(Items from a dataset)
____

Issue #2334, opened 2025-02-03
[WIP] Trace Query & Page Load Optimization


ps48:
## **1. Overview**

This document outlines the proposed optimizations for trace queries and page load performance in OpenSearch Dashboards. The goal is to enhance query efficiency, reduce data load times, and improve the user experience (UX) for trace and service views.

## **2. Pages Impacted**

* **Trace View -** details of a single trace with span gantt charts and filtered service map
* **Trace Content -** overview of all the spans and traces in systems for the given time frame
* **Service View -** details of a particular service and it’s trends based on the selected time-frame
* **Service Content -** overview of all the services for the given time frame with a service map

### **3.1 List of Queries**

* Identify all the existing queries running on the affected pages.
* Categorize them by purpose and usage.

### **3.2 Query Initiators**

* Determine which components or user interactions trigger queries.
* Assess whether some queries can be optimized or eliminated.

### **3.3 Context of Queries**

* Identify where each query is used in the UI.
* Determine the semantic meaning of the queries for the user.

@ps48 &  @TackAdam  to add further details on investigations done on services and traces pages 

### **4.1 OpenSearch Index Optimization**

* Evaluate current storage structure.
* Optimize storage for scan queries and aggregation queries.
* Look into star tree structure for traces index and try to see if aggregations on services and tracegroups can be accelerated.
* https://opensearch.org/docs/latest/search-plugins/star-tree-index/

### **4.2 Query Optimization**

* Combine redundant queries to minimize requests.
* Identify slow queries and optimize their execution.

### **4.3 Pagination Implementation**

* Implement pagination for trace tables, span tables, and service tables.
* Reduce the volume of data retrieved per request.

### **4.4 Managing Multiple Queries**

* Optimize queries from server-side and initiators.
* Improve React state management to handle fewer redundant queries.

### **4.5 Data Load Reduction**

* Reduce the number of records retrieved per page.
* Optimize the backend response structure to minimize payload size.

### **4.6 UX Enhancements**

* Modify the UI to start with filtered views rather than full data loads.
* Provide users with quick access to relevant data through pre-applied filters.

### **4.7 Benchmarking and Testing**

* Benchmark OpenSearch performance with **180GB data per cluster**.
* Measure query response times and assess the impact of optimizations.
* Actions items:
    * Query benchmarking with OS benchmark - https://opensearch.org/docs/latest/benchmark/user-guide/working-with-workloads/creating-custom-workloads/
[...]

PR #2349, opened 2025-02-06
TraceView - Optimization of queries 

TackAdam:
### Description
1. Remove the query request for handleTraceViewRequest(), handleServicesPieChartRequest(), handleSpansGanttRequest() by utilizing the primary payload and parsing it on the UI level. This reduces the number of queries when moving from Trace content  to a specific trace went from 4 to 1 (Service map still generating 4 calls pending optimization).

* Testing on a OpenSearch cluster with 200gb of spans indicated that the overview query call was causing a 2x delay to retrieve the metrics already available in payload. Average time reduced by 50% for trace view page for non-cached data.

2. Remove handleSpansRequest() from Span List and Tree view to prevent unnecessary queries when switching between Timeline and table views.
* Span_detail_table will maintain a handleSpansRequest() to cover application analytics pending its depreciation as it does not have a payload request to use the new functionality.

3. Fixed a bug where Jaeger overview was not being populated with information through edge case handiling in the helper function getOverviewFields()

4. Fixed Jaeger Tree Span table not working

5. Add sorting to Jaeger Span Table.

6. Fix gantt chart displaying errors. The time text we added to the right was overriding the error field. We now check if it has an error and display that as priority over the time.

Queries Before 8 request + 1 per table change

https://github.com/user-attachments/assets/8a5264e6-282b-4abe-b2a6-433981adde61

Queries after 5 request + 0 per table change

https://github.com/user-attachments/assets/9cab519b-385d-47e4-8ef5-229dd4f85017

Jaeger Before:
JaegerBefore

Jaeger After:
Screenshot 2025-02-10 at 11 56 29 AM

Gantt chart error display fix:

hasErrorFix

### Issues Resolved
https://github.com/opensearch-project/dashboards-observability/issues/2334 - Trace View section

### Check List


public/components/trace_analytics/components/traces/trace_view_helpers.tsx
```diff
@@ -0,0 +1,128 @@
...
+    let computedLatency: number | null = null;
+    if (firstSpan.traceGroupFields && firstSpan.traceGroupFields.durationInNanos != null) {
+      computedLatency = Number(firstSpan.traceGroupFields.durationInNanos) / 1e6;
+    } else if (firstSpan.startTime && firstSpan.endTime) {
+      computedLatency = moment(firstSpan.endTime).diff(
+        moment(firstSpan.startTime),
+        'milliseconds',
+        true
+      );
+    }
```
ps48, line 47: Based on the community feedback, should we be showing a note or a caution icon, saying the values fall back to top-level values when the traceGroupFields is null?

public/components/trace_analytics/components/traces/trace_view_helpers.tsx
```diff
@@ -0,0 +1,128 @@
...
+
+export function normalizePayload(parsed: any): any[] {
+  if (Array.isArray(parsed)) {
+    return parsed;
+  }
+  if (parsed.hits && Array.isArray(parsed.hits.hits)) {
+    return parsed.hits.hits;
+  }
+  return [];
+}
```
ps48, line 16: Why do we need this function to `normalizePayload`? Since we are using just 1 request for all trace related details shouldn't we normalize this at source where we receive the request?

public/components/trace_analytics/components/traces/trace_view_helpers.tsx
```diff
@@ -0,0 +1,128 @@
...
+    '#c33d69',
+    '#2ea597',
+    '#8456ce',
+    '#e07941',
+    '#3759ce',
+    '#ce567c',
+    '#9469d6',
+    '#4066df',
+    '#da7596',
+  ];
```
ps48, line 108: Should move the colors to constants.

public/components/trace_analytics/components/traces/trace_view_helpers.tsx
```diff
@@ -0,0 +1,128 @@
...
+
+  const totalLatency = serviceBreakdownArray.reduce((sum, [, value]) => sum + value, 0);
```
ps48, line 110: We are looping on this multiple times. Could we merge these? 
* `hits.forEach((hit)` in line 76
* `.reduce((sum,` in line 110

public/components/trace_analytics/components/traces/trace_view_helpers.tsx
```diff
@@ -0,0 +1,128 @@
...
+      );
+    }
+
+    const computedLastUpdated =
+      firstSpan.traceGroupFields && firstSpan.traceGroupFields.endTime
+        ? firstSpan.traceGroupFields.endTime
+        : firstSpan.endTime || null;
+
+    const errorCount =
+      firstSpan.traceGroupFields && firstSpan.traceGroupFields.statusCode != null
```
ps48, line 55: Should we also replace ` firstSpan.traceGroupFields.endTime` with get(firstSpan, 'traceGroupFields.endTime'). We can also use vanilla js to reduce the Lodash usage and go with `firstSpan['traceGroupFields.endTime'] || null

ps48 (commented):
In general, since we are moving lot of computation from OpenSearch to browser we need to manually do some sanity checks, to see if the calculation before and after is the same. May be use our sanity data and check the values in 2.18 (playground) and now with this PR in your local.

public/components/trace_analytics/components/traces/__tests__/trace_view_helpers.test.tsx
```diff
@@ -0,0 +1,140 @@
...
+      {
+        _source: {
+          traceID: 'abc',
+          operationName: 'opA',
+          startTime: 1000,
+          duration: 2000,
+          tag: { error: false },
+          process: { serviceName: 'serviceX' },
+        },
+        sort: [1000 * 1000],
```
ps48, line 58: what is the sort field here?

public/components/trace_analytics/components/traces/span_detail_table.tsx
```diff
@@ -192,10 +195,53 @@ export function SpanDetailTable(props: SpanDetailTableProps) {
...
+
+      const hitsArray =
+        parsed.hits && Array.isArray(parsed.hits.hits)
+          ? parsed.hits.hits
+          : Array.isArray(parsed)
+          ? parsed
+          : [];
+
+      if (hitsArray.length === 0) {
+        console.warn('No hits found in payloadData');
```
ps48, line 221: Why are we doing this, the response should be the same as the request doesn't change.
```
const hitsArray =
        parsed.hits && Array.isArray(parsed.hits.hits)
          ? parsed.hits.hits
          : Array.isArray(parsed)
          ? parsed
          : [];
 ```
Also, Do we need `console.warn`?

File: public/components/trace_analytics/components/traces/span_detail_table.tsx [hunk 8]
```diff
@@ -253,32 +299,42 @@ export function SpanDetailTable(props: SpanDetailTableProps) {
...
-  }, [DSL, http, mode, dataSourceMDSId]);
+    if (!props.payloadData) return;
+    try {
+      const parsed = JSON.parse(props.payloadData);
+      const hitsArray =
+        parsed.hits && Array.isArray(parsed.hits.hits)
+          ? parsed.hits.hits
+          : Array.isArray(parsed)
+          ? parsed
+          : [];
```
ps48, line 317: same here

public/components/trace_analytics/components/traces/span_detail_panel.tsx
```diff
@@ -135,72 +153,83 @@ export function SpanDetailPanel(props: {
...
+      let hits: any[] = [];
+      if (parsed.hits && Array.isArray(parsed.hits.hits)) {
+        hits = parsed.hits.hits;
+      } else if (Array.isArray(parsed)) {
+        hits = parsed;
+      } else {
+        console.warn('Unexpected payload format:', parsed);
+        return;
+      }
+
```
ps48, line 173: Usually, we'd want to keep useEffect lean and put the logic inside a function.

public/components/trace_analytics/components/traces/span_detail_panel.tsx
```diff
@@ -135,72 +153,83 @@ export function SpanDetailPanel(props: {
...
+      hits = hits.map((hit) => {
+        if (mode === 'jaeger') {
+          if (!hit.sort || !hit.sort[0]) {
```
ps48, line 176: Why are we doing this check? hits won't have sort field by default?

public/components/trace_analytics/components/traces/span_detail_panel.tsx
```diff
@@ -15,18 +15,34 @@ import {
...
+  if (!match) {
+    throw new Error(`Invalid ISO timestamp: ${iso}`);
+  }
+  // Parse the base part using Date.parse (which gives ms)
+  const baseMs = new Date(match[1] + 'Z').getTime();
+  // Get the fractional part (if any), pad to 9 digits for nanosecond precision
+  let fraction = match[2] || '0';
+  fraction = fraction.padEnd(9, '0'); // ensure it has 9 digits
+  return baseMs * 1e6 + Number(fraction);
+}
```
ps48, line 45: May be move this to helper function?

public/components/trace_analytics/components/traces/trace_view_helpers.tsx
TackAdam: LatencyWarning
Added icon for if a fallback value is used
"Latency may not be accurate due to missing or unexpected duration data."

public/components/trace_analytics/components/traces/trace_view_helpers.tsx
TackAdam: Moved to traces_request_handler
and used in handlePayloadRequest
```
const normalizedData = normalizePayload(response);
setPayloadData(JSON.stringify(normalizedData, null, 2));
```

public/components/trace_analytics/components/traces/trace_view_helpers.tsx
TackAdam: Created constant file public/components/trace_analytics/components/common/constants.tsx
And moved color there.

public/components/trace_analytics/components/traces/trace_view_helpers.tsx
TackAdam: Updated too 
```
    let computedLatency: number | null = null;
    const tgDuration = get(firstSpan, 'traceGroupFields.durationInNanos');
    if (firstSpan.traceGroupFields && firstSpan.traceGroupFields.durationInNanos != null) {
      computedLatency = Number(firstSpan.traceGroupFields.durationInNanos) / NANOS_TO_MS;
    } else if (tgDuration != null) {
      computedLatency = Number(tgDuration) / NANOS_TO_MS;
    } else if (firstSpan.durationInNanos != null) {
      computedLatency = Number(firstSpan.durationInNanos) / NANOS_TO_MS;
      fallbackValueUsed = true;
    } else if (firstSpan.startTime && firstSpan.endTime) {
      computedLatency = moment(firstSpan.endTime).diff(
        moment(firstSpan.startTime),
        'milliseconds',
        true
      );
      fallbackValueUsed = true;
    }

    const computedLastUpdated = get(firstSpan, 'traceGroupFields.endTime') || firstSpan.endTime || null;
    const tgStatus = get(firstSpan, 'traceGroupFields.statusCode');
    const errorCount = tgStatus != null ? (Number(tgStatus) !== 0 ? 1 : 0) : 0;

```

public/components/trace_analytics/components/traces/__tests__/trace_view_helpers.test.tsx
TackAdam: Removed from test file

public/components/trace_analytics/components/traces/span_detail_table.tsx
TackAdam: Removed console.warn 
I think the fallback to prevent page crashing is helpful although the request will not be changing. Just an extra safe-guard

public/components/trace_analytics/components/traces/span_detail_panel.tsx
TackAdam: Moved too public/components/trace_analytics/components/common/helper_functions.tsx

TackAdam:
> In general, since we are moving lot of computation from OpenSearch to browser we need to manually do some sanity checks, to see if the calculation before and after is the same. May be use our sanity data and check the values in 2.18 (playground) and now with this PR in your local.

Comparing results
| NewCode | Playground 2.18 |
| ------- | --------------- |
| Before Image 1 | After Image 1 |
| Before Image 2 | After Image 2 |
| Before Image 3 | After Image 3 |
| Before Image 4 | After Image 4 |
| Before Image 5 | After Image 5 |

public/components/trace_analytics/components/traces/trace_view_helpers.tsx
```diff
@@ -0,0 +1,128 @@
...
+    return parsed.hits.hits;
+  }
+  return [];
+}
+
+export function getOverviewFields(parsed: any, mode: string) {
+  const hits = normalizePayload(parsed);
+  if (hits.length === 0) return null;
+  const firstSpan = hits[0]._source;
+  if (!firstSpan) return null;
```
ps48: Can we add a small check here, that first span doesn't have a `parentTraceId`? To account for cases we the OTel data might miss parent traces.

public/components/trace_analytics/components/traces/span_detail_panel.tsx
```diff
@@ -48,16 +49,16 @@ export function SpanDetailPanel(props: {
   const [spanFilters, setSpanFilters] = useState<Array<{ field: string; value: any }>>(
     storedFilters ? JSON.parse(storedFilters) : []
   );
-  const [DSL, setDSL] = useState<any>({});
+  const [DSL, _setDSL] = useState<any>({});
```
joshuali925, line 52: remove this? since it's no longer using DSL request

public/components/trace_analytics/components/traces/span_detail_panel.tsx
```diff
@@ -135,72 +135,98 @@ export function SpanDetailPanel(props: {
...
-            },
-          };
-    spanFilters.map(({ field, value }) => {
-      if (value != null) {
-        spanDSL.query.bool.filter.push({
-          term: {
-            [field]: value,
-          },
+        } else {
+          if (!hit.sort || !hit.sort[0]) {
```
joshuali925, line 164: nit. since this if is the same for both modes, it might be better to check `traceMode` inside this if

public/components/trace_analytics/components/traces/span_detail_panel.tsx
```diff
@@ -135,72 +135,98 @@ export function SpanDetailPanel(props: {
...
+            return {
+              ...hit,
+              sort: [parseIsoToNano(hit._source.startTime)],
+            };
+          }
+        }
+        return hit;
+      });
+
+      hits.sort((a, b) => b.sort[0] - a.sort[0]);
```
joshuali925, line 174: do we use `hit.sort` anywhere else? if not then probably just do `hits.sort((a, b) => b._source.startTime - a._source.startTime);` here and remove the inserting sort logic above

public/components/trace_analytics/components/traces/span_detail_panel.tsx
```diff
@@ -135,72 +135,98 @@ export function SpanDetailPanel(props: {
...
+      if (payloadSpanFilters.length > 0) {
+        hits = hits.filter((hit) => {
+          return payloadSpanFilters.every(({ field, value }) => {
+            let fieldVal;
+            if (traceMode === 'jaeger' && field.startsWith('process.')) {
+              fieldVal = hit._source?.process?.[field.split('.')[1]];
+            } else {
+              fieldVal = hit._source?.[field];
+            }
+            return fieldVal === value;
```
joshuali925, line 185: lodash can handle the nested and flattened fields when reading value
```suggestion
            return _.get(hit._source, field) === value;
```

public/components/trace_analytics/components/traces/span_detail_table.tsx
joshuali925: is there a reason that this is different from https://github.com/opensearch-project/dashboards-observability/blob/0fe071019eef38123533982bb9183a0b874d4521/public/components/trace_analytics/components/traces/span_detail_panel.tsx#L144-L149? and maybe extract the parsing into a util function?

public/components/trace_analytics/components/traces/span_detail_table.tsx
```diff
@@ -253,67 +295,123 @@ export function SpanDetailTable(props: SpanDetailTableProps) {
...
+      console.error('Error parsing payloadData in SpanDetailTableHierarchy:', error);
+    } finally {
+      setIsSpansTableDataLoading(false);
+    }
+  }, [props.payloadData, props.DSL, props.mode, props.dataSourceMDSId, props.filters]);
 
   type SpanMap = Record<string, Span>;
 
-  const buildHierarchy = (spans: Span[]): Span[] => {
+  const buildHierarchy = (spans: Span[], modeTree: TraceAnalyticsMode): Span[] => {
```
joshuali925, line 337: why is it `modeTree` and not using props.mode directly?

public/components/trace_analytics/components/traces/span_detail_table.tsx
```diff
@@ -253,67 +295,123 @@ export function SpanDetailTable(props: SpanDetailTableProps) {
...
+          : Array.isArray(parsed)
+          ? parsed
+          : [];
+
+      let spans = hitsArray.map((hit: any) => hit._source);
+
+      if (props.filters.length > 0) {
+        spans = spans.filter((span: any) => {
+          return props.filters.every(
+            ({ field, value }: { field: string; value: any }) => span[field] === value
```
joshuali925, line 320: will there be negate filters like `field a is not b`?

public/components/trace_analytics/components/traces/span_detail_table.tsx
```diff
@@ -253,67 +295,123 @@ export function SpanDetailTable(props: SpanDetailTableProps) {
...
+        // Data Prepper
+        if (span.parentSpanId && spanMap[span.parentSpanId]) {
+          spanMap[span.parentSpanId].children.push(spanMap[span[spanIdKey]]);
+        } else {
+          // No parentSpanId or no matching parent span, treat as root span
+          if (!alreadyAddedRootSpans.has(span[spanIdKey])) {
+            rootSpans.push(spanMap[span[spanIdKey]]);
+            alreadyAddedRootSpans.add(span[spanIdKey]);
+          }
+        }
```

____

> Task statement:
Across the entries above, find each line with the word "tgStatus" and please copy it out.

> Exercise result:
    const tgStatus = get(firstSpan, 'traceGroupFields.statusCode');
    const errorCount = tgStatus != null ? (Number(tgStatus) !== 0 ? 1 : 0) : 0;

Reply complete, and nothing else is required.